Apache Cassandra 0.7 Documentation

Column Families

This document corresponds to an earlier product version. Make sure you are using the version that corresponds to your version.

Latest Cassandra documentation | Earlier Cassandra documentation

A column family resembles a table in an RDBMS. Column families contain rows and columns. Each row is uniquely identified by a row key. Each row has multiple columns, each of which has a name, value, and a timestamp.

Unlike a table in an RDBMS, different rows in the same column family do not have to share the same set of columns, and a column may be added to one or multiple rows at any time. It can be useful to distinguish between “static” column families that contain values such as user data or other object data, and “dynamic” column families that contain data such as precalculated query results.

Column Sorting & Comparator Types

Columns within a row are stored in sorted order based on the column names and the comparator used. Note that super column families may use a different comparator for super column names and column names.

Writing a Custom Comparator

If one of the built-in comparator types doesn’t work for you, you can write a custom comparator. It’s easiest to start with src/java/org/apache/cassandra/db/marshal/LongType.java to get an idea of the functionality needed and modify the class to support your own comparator type.
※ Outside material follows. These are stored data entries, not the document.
PR #525, opened 2026-08-30
Add OrcaRouter as a first-class model provider

zsanig22-dotcom:
Add OrcaRouter as a named model provider.

fx is a tiny, open, embeddable coding agent that currently routes through Vercel AI Gateway, Codex, and Grok. This PR adds `orcarouter` as a fourth first-class provider alongside them: [OrcaRouter](https://www.orcarouter.ai) is an OpenAI-compatible AI gateway that exposes a provider/model namespace across many models, and like OpenRouter it works as a drop-in base URL — but it also adds adaptive routing, automatic failover, zero-markup inference, observability, guardrails, and agent-tool governance on the same endpoint. Wiring it as a named provider means fx users can use that stack directly instead of treating it as an anonymous custom base URL. It also runs gateway-level, zero-trust security for AI agents on the same endpoint — screening every prompt/response and governing every tool call on a default-deny basis, with no application code changes.

The provider mirrors the shared Responses-protocol streaming already used by Codex and Grok, pointed at `https://api.orcarouter.ai/v1/responses`, with a model catalog fetched from `https://api.orcarouter.ai/v1/models`. Credentials resolve from `ORCAROUTER_API_KEY` through the existing credential precedence, and `fx login orcarouter` selects the provider when the key is set (no OAuth session to create).

Verification:
- `zig build` and `zig fmt --check src/` pass; the full `zig build test` suite matches baseline (same pre-existing environment-dependent failures, no new ones; 6 new OrcaRouter tests pass).
- Live: `fx models` lists 204 OrcaRouter models from the real endpoint, and `fx ask` through the provider returned a real model reply (HTTP 200).

I'm an engineer on the OrcaRouter team. Discord: discord.gg/YEubt8enRA · X: https://x.com/OrcaRouter

### DIFF
--- a/src/builtins/providers.zig
+++ b/src/builtins/providers.zig
@@ -6,6 +6,8 @@ const openai_codex_permission_reviewer = @import("../gateway/openai_codex_permis
 const xai_grok = @import("../gateway/xai_grok.zig");
 const xai_grok_models = @import("../gateway/xai_grok_models.zig");
 const xai_grok_permission_reviewer = @import("../gateway/xai_grok_permission_reviewer.zig");
+const orcarouter = @import("../gateway/orcarouter.zig");
+const orcarouter_models = @import("../gateway/orcarouter_models.zig");
 const provider_catalog = @import("../core/auth/provider_catalog.zig");
 
 pub const native = provider_set.Set{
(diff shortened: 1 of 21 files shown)


zsanig22-dotcom:
This PR should carry the `type: feature` label (per CONTRIBUTING.md). The fork contributor does not have label permissions, so a maintainer will need to apply it.

PR #531, opened 2026-08-30
Allow closing compact command menus with Esc

### LINKED ISSUE #196: Bug: "check usage" screen cannot be closed with Esc
fx 0.0.4 · Linux x86_64 · model `zai/glm-5.2` (the default)

## What happens

The `/usage` dashboard (the screen that shows local fx token usage and spend) cannot be dismissed. The footer advertises `Esc Close`, but pressing Esc does nothing — neither a single nor a double Esc closes it. The only way out is to quit fx, which loses the in-progress session.

## What I expected

Esc should close the usage dashboard and return to the session, the way it does for other overlays in fx (and as the footer itself advertises).

## Steps to reproduce

1. Start `fx` interactively in Ghostty.
2. Type `/usage` + Enter — the Usage dashboard opens.
3. Press Esc.

Result: nothing happens, the dashboard stays open. A second Esc also does nothing. Other overlays in fx close on Esc fine, so this looks specific to the usage dashboard route.

## Environment

- **Terminal:** Ghostty (reproduced consistently)
- **tmux:** Works fine — Esc closes the dashboard as expected. The bug does not reproduce under tmux.

## Impact

The only way out is to quit fx and restart, which loses the in-progress session.

### Sensitive information

adi-IL:
When a compact command menu (such as usage, statusline, or workspace) is active, `routeActiveModalInput` intercepts raw input bytes and returns `true` for all unhandled keys.

Because raw byte `27` (`Esc`) fell through to `else => {}`, pressing `Esc` was swallowed without closing the active compact menu.

Handle byte `27` by invoking `cancelCompactCommandMenu` and requesting a footer redraw.

Fixes #196.

### DIFF
--- a/src/core/app/app_input_runtime.zig
+++ b/src/core/app/app_input_runtime.zig
@@ -1381,6 +1381,10 @@ pub fn Runtime(comptime App: type) type {
                         _ = moveCompactCommandMenu(app, menu, -1);
                         app.shell.render_requests.request(.footer);
                     },
+                    27 => {
+                        _ = cancelCompactCommandMenu(app);
+                        app.shell.render_requests.request(.footer);
+                    },
                     else => {},
                 }
                 return true;


adi-IL:
Closing to keep contribution queue tidy.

Specifically, it should have an instance class member (a singleton for the class) and implement or inherit two methods: compare() and toString().

Data Validation

For each column family, you can specify a default validation class to use for validating the column values. Valid values are the same types listed for the comparator. It is possible to implement additional validators by creating custom validation classes.

Cassandra also can validate data on a per-column basis. You can specify a validator class at the column level using the column metadata field, validator. Validators at the column level take precedence over the default validator specified at the column family level.

Note

The validator metadata field is required for all indexed columns. If you want to build a secondary index for a row, you must specify a column-level validator.